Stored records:
PR #17645, opened 2025-04-02
CAMEL-21926 camel-attachment fix inconsistent behaviour when last attachment is removed

anirudh-04:
…

# Description
Updated the remove attachment logic: remove ATTACHMENTS trait when last attachment is removed.

# Target

# Tracking

### DIFF
--- a/components/camel-attachments/src/main/java/org/apache/camel/attachment/DefaultAttachmentMessage.java
+++ b/components/camel-attachments/src/main/java/org/apache/camel/attachment/DefaultAttachmentMessage.java
@@ -212,7 +212,11 @@ public final class DefaultAttachmentMessage implements AttachmentMessage {
 
     @Override
     public void removeAttachment(String id) {
-        getAttachmentsMap().remove(id);
+        Map<String, Object> attachmentsMap = getAttachmentsMap();
+        attachmentsMap.remove(id);
+        if (attachmentsMap.isEmpty()) {
+            removeTrait(MessageTrait.ATTACHMENTS);
+        }
     }
 
     @Override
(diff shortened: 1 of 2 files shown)


components/camel-attachments/src/main/java/org/apache/camel/attachment/DefaultAttachmentMessage.java
```diff
@@ -212,7 +212,9 @@ public Set<String> getAttachmentNames() {
 
     @Override
     public void removeAttachment(String id) {
-        getAttachmentsMap().remove(id);
+        Map<String, Object> attachmentsMap = getAttachmentsMap();
+        if (attachmentsMap.remove(id) != null && attachmentsMap.isEmpty())
```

→ What you should do:
Output each record above exactly, omitting nothing.

→ Task output:
PR #17645, opened 2025-04-02
CAMEL-21926 camel-attachment fix inconsistent behaviour when last attachment is removed

anirudh-04:
…

# Description
Updated the remove attachment logic: remove ATTACHMENTS trait when last attachment is removed.

# Target

# Tracking

### DIFF
--- a/components/camel-attachments/src/main/java/org/apache/camel/attachment/DefaultAttachmentMessage.java
+++ b/components/camel-attachments/src/main/java/org/apache/camel/attachment/DefaultAttachmentMessage.java
@@ -212,7 +212,11 @@ public final class DefaultAttachmentMessage implements AttachmentMessage {
 
     @Override
     public void removeAttachment(String id) {
-        getAttachmentsMap().remove(id);
+        Map<String, Object> attachmentsMap = getAttachmentsMap();
+        attachmentsMap.remove(id);
+        if (attachmentsMap.isEmpty()) {
+            removeTrait(MessageTrait.ATTACHMENTS);
+        }
     }
 
     @Override
(diff shortened: 1 of 2 files shown)


components/camel-attachments/src/main/java/org/apache/camel/attachment/DefaultAttachmentMessage.java
```diff
@@ -212,7 +212,9 @@ public Set<String> getAttachmentNames() {
 
     @Override
     public void removeAttachment(String id) {
-        getAttachmentsMap().remove(id);
+        Map<String, Object> attachmentsMap = getAttachmentsMap();
+        if (attachmentsMap.remove(id) != null && attachmentsMap.isEmpty())
```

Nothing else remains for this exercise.